Segment Start: Dataset records
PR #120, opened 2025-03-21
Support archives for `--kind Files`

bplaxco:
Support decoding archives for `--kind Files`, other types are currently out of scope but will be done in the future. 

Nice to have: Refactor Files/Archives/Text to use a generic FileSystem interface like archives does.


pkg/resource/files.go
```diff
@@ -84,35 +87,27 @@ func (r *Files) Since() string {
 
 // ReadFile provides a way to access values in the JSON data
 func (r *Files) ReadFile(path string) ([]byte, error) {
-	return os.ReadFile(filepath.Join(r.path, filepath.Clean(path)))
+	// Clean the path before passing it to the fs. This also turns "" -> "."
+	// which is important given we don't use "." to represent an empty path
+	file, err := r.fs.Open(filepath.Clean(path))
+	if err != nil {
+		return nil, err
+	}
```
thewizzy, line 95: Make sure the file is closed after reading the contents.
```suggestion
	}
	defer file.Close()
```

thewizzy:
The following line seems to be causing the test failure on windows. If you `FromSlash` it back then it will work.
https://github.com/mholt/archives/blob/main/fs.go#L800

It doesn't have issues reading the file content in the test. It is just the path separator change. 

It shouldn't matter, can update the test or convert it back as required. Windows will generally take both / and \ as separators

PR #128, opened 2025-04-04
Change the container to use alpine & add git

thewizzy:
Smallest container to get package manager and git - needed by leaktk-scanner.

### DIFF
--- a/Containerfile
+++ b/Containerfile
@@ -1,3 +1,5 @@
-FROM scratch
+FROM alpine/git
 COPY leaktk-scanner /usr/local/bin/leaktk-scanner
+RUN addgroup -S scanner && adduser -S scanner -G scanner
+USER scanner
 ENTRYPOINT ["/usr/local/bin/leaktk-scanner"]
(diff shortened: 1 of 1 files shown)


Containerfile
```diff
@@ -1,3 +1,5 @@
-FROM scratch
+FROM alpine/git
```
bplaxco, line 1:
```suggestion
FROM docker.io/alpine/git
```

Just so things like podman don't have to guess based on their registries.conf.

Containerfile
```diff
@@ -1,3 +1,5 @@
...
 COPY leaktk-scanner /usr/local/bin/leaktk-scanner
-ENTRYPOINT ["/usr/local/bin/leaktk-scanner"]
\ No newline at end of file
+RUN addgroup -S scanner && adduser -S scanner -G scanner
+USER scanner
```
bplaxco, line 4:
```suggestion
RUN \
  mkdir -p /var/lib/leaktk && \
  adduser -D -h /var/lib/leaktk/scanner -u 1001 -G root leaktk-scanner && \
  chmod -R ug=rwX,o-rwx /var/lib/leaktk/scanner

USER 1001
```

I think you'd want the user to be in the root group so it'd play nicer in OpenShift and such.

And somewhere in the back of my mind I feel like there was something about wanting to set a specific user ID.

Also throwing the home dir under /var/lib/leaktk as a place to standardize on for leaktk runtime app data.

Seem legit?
Segment End: Dataset records
Segment Start: Dataset records
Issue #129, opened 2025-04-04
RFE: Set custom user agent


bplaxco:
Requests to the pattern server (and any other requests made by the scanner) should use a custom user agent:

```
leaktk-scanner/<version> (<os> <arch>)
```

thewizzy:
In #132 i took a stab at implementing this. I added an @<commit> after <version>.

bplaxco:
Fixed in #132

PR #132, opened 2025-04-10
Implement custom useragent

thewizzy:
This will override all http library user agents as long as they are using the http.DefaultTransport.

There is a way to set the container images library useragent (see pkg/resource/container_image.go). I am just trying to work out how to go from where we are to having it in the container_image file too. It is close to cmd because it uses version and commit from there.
Segment End: Dataset records
Task goal → Where the listing above has a line with "RFE: Set custom user agent", start there, and output every line exactly through the line with "This will override", which is also included.

Expected answer →
RFE: Set custom user agent


bplaxco:
Requests to the pattern server (and any other requests made by the scanner) should use a custom user agent:

```
leaktk-scanner/<version> (<os> <arch>)
```

thewizzy:
In #132 i took a stab at implementing this. I added an @<commit> after <version>.

bplaxco:
Fixed in #132

PR #132, opened 2025-04-10
Implement custom useragent

thewizzy:
This will override all http library user agents as long as they are using the http.DefaultTransport.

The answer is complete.